What is needed :: Could you filter the records below down to the lines that include the word "githubusercontent"?

Collected data ::
--------------------------------------------------

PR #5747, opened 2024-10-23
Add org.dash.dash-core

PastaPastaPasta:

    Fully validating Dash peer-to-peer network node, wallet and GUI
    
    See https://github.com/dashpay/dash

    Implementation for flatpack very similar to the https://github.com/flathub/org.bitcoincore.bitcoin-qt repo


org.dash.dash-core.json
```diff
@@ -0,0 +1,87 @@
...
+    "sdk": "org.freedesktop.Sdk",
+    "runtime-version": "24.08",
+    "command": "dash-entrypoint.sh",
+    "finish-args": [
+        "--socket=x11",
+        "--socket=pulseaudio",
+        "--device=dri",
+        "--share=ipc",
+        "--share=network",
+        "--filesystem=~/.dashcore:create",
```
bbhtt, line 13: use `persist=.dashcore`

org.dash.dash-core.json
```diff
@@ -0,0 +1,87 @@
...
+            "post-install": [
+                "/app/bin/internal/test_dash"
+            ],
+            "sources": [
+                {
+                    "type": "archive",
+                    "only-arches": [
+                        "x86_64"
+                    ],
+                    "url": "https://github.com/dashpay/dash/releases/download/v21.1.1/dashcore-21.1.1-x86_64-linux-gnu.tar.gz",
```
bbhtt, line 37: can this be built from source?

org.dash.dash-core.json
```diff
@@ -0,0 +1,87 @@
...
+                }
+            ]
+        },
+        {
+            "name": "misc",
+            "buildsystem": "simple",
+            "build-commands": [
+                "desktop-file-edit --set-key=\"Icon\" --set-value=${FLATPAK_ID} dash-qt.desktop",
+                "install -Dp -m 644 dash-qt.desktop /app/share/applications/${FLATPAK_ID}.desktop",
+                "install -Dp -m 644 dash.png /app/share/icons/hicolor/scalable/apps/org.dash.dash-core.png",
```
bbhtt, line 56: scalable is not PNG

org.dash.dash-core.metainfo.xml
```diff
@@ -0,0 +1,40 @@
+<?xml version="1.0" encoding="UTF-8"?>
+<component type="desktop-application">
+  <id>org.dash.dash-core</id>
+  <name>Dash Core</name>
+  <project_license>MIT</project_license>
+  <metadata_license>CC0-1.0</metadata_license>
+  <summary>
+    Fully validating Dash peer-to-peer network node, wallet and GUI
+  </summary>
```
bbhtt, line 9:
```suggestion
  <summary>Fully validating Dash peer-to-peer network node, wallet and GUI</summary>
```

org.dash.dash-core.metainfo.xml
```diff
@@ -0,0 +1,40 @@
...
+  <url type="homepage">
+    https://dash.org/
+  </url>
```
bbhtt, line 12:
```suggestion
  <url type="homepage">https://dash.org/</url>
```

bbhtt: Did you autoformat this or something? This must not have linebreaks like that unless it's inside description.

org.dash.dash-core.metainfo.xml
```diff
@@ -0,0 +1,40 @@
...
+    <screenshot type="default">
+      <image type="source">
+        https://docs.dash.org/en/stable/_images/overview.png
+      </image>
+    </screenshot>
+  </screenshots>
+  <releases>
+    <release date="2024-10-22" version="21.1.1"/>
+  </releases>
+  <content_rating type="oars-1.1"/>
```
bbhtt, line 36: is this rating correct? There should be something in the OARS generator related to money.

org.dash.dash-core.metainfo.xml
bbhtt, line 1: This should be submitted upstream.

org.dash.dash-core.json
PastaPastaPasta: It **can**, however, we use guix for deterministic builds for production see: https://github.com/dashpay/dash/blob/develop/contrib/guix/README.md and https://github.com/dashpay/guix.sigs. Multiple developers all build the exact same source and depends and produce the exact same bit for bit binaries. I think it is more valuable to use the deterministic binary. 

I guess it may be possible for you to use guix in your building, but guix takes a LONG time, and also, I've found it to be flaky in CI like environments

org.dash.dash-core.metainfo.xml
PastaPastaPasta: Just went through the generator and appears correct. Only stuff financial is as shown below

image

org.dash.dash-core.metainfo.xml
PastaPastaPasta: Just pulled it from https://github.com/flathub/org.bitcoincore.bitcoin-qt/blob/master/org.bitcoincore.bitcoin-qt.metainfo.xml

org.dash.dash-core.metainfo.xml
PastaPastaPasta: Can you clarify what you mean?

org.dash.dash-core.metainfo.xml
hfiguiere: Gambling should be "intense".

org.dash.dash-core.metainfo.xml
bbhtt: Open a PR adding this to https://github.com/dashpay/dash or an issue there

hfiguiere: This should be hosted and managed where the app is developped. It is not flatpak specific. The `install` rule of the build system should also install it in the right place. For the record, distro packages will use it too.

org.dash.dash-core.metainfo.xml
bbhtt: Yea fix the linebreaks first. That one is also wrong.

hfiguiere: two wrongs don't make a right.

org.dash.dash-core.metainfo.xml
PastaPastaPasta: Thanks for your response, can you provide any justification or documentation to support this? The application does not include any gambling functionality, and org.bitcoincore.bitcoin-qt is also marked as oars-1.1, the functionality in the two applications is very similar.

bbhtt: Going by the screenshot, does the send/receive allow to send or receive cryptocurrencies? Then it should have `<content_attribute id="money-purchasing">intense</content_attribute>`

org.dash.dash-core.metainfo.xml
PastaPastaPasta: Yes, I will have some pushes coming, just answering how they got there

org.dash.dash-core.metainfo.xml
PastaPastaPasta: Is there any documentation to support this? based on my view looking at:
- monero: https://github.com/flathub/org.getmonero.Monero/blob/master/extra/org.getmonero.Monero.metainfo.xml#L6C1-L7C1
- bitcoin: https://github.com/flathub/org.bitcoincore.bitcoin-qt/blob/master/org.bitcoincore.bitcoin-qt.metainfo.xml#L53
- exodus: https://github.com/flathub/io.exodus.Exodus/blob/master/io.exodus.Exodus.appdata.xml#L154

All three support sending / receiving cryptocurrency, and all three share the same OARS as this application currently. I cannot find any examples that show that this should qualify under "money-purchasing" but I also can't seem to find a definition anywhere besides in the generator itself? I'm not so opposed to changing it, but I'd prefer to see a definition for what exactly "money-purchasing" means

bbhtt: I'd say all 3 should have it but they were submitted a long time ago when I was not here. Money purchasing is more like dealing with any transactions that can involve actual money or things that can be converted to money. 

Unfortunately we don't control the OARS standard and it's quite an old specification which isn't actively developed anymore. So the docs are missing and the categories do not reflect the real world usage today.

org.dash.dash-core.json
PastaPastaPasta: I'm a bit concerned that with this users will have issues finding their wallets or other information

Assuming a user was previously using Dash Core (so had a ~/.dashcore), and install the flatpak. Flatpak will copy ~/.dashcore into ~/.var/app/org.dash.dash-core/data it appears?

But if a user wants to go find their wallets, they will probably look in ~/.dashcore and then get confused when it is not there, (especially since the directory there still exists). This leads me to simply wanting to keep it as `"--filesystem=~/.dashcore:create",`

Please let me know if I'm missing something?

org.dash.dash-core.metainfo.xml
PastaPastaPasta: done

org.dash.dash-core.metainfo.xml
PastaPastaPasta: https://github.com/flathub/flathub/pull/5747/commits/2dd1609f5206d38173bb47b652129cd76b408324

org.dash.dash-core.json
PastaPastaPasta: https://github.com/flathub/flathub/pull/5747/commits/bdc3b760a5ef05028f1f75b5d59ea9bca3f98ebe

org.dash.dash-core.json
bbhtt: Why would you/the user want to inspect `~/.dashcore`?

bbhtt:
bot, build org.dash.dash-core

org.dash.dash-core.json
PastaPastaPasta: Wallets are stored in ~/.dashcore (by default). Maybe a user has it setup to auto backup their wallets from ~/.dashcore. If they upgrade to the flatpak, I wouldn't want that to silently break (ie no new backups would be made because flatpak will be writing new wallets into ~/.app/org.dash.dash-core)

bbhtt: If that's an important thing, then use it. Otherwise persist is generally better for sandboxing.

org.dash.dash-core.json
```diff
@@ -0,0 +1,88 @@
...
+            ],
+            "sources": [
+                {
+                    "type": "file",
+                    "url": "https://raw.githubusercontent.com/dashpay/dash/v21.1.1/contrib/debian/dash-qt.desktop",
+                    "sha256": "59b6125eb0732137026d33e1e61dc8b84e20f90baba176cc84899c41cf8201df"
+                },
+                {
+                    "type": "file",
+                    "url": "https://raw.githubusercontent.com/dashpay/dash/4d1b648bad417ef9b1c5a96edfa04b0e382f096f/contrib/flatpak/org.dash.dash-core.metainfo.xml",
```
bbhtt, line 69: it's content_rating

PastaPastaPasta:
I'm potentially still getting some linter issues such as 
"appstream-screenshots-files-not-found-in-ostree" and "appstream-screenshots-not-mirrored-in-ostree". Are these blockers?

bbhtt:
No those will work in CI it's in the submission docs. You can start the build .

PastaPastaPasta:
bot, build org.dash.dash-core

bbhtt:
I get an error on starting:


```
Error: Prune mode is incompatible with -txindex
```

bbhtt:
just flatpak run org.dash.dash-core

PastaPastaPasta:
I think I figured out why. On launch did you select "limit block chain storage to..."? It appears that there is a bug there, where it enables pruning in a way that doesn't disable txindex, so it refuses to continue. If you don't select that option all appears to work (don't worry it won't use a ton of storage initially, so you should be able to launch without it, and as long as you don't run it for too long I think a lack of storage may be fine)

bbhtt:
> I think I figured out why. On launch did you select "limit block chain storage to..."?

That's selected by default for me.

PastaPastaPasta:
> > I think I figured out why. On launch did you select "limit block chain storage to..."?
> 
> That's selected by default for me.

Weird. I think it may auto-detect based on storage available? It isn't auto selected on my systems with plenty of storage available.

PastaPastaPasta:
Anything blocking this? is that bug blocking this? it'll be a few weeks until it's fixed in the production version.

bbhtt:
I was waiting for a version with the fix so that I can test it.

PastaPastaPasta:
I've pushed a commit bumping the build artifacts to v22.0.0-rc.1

--------------------------------------------------

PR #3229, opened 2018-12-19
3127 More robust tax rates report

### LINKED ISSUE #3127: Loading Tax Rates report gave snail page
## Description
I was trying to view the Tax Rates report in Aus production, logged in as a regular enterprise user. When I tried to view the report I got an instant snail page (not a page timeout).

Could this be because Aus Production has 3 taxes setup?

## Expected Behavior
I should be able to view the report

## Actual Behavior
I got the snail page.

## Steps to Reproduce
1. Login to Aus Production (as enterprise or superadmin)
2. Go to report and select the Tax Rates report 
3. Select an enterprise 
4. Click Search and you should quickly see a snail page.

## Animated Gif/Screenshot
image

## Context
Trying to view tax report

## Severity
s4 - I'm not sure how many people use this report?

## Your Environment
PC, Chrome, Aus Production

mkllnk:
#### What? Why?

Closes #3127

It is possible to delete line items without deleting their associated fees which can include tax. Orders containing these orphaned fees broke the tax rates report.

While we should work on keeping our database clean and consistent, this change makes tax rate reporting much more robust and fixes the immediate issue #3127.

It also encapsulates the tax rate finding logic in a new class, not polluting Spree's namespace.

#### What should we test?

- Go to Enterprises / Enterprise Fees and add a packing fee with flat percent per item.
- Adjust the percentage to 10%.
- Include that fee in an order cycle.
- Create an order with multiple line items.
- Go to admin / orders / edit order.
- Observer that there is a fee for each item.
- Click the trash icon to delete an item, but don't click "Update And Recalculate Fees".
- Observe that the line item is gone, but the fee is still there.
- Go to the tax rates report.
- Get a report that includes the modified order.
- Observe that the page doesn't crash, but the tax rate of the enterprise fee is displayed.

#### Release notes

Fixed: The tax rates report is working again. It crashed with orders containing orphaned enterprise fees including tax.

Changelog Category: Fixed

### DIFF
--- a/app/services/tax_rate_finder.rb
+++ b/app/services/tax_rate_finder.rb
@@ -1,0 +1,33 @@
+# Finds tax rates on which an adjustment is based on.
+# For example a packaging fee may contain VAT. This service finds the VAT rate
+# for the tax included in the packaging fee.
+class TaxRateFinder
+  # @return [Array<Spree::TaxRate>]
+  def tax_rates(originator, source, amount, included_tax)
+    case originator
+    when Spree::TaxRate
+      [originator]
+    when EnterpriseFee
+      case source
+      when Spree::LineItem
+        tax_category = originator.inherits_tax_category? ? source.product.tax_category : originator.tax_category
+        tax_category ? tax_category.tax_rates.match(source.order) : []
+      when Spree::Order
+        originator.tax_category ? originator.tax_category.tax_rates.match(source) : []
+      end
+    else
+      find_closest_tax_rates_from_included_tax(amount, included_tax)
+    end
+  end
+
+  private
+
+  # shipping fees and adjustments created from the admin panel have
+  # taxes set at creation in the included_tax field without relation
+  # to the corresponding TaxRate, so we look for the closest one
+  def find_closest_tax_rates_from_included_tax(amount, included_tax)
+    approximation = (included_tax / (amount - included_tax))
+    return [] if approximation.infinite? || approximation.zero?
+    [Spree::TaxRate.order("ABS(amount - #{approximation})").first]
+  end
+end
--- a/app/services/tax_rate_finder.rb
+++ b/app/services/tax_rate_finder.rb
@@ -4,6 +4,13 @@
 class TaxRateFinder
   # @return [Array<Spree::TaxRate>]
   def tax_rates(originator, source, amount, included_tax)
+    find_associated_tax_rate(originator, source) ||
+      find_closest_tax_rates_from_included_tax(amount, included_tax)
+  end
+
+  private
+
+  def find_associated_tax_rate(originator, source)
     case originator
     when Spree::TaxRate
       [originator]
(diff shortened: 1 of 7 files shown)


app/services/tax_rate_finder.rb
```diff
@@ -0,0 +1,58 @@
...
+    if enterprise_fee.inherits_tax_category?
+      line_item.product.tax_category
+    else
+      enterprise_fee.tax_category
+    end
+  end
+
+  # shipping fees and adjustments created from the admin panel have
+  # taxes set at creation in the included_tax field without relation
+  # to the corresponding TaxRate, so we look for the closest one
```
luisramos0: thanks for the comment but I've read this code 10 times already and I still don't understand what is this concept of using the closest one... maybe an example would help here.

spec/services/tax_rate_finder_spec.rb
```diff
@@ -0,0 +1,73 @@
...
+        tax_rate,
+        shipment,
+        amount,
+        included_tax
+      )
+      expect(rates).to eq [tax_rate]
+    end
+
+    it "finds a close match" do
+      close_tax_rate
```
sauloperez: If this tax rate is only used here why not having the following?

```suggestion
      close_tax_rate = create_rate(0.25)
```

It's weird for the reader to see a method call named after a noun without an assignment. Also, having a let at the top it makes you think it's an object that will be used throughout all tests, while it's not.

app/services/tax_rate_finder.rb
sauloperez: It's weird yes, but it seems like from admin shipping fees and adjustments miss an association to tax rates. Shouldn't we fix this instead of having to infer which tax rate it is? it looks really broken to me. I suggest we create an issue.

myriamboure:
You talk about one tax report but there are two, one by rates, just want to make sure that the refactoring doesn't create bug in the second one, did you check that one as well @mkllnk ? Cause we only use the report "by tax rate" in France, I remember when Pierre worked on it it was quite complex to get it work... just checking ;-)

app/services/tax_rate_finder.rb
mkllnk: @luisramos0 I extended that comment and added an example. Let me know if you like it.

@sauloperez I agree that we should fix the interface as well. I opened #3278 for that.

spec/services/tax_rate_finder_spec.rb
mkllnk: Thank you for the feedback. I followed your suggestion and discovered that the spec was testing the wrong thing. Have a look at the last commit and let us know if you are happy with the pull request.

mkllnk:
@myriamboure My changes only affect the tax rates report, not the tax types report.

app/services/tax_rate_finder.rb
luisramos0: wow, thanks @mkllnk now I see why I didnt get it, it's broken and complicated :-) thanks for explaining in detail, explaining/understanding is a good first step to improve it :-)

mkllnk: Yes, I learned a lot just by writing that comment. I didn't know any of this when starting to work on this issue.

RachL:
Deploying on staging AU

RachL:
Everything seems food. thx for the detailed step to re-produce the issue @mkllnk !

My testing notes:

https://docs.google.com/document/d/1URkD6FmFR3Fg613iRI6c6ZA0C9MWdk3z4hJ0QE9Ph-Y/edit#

--------------------------------------------------

Exercise result ::
+                    "url": "https://raw.githubusercontent.com/dashpay/dash/v21.1.1/contrib/debian/dash-qt.desktop",
+                    "url": "https://raw.githubusercontent.com/dashpay/dash/4d1b648bad417ef9b1c5a96edfa04b0e382f096f/contrib/flatpak/org.dash.dash-core.metainfo.xml",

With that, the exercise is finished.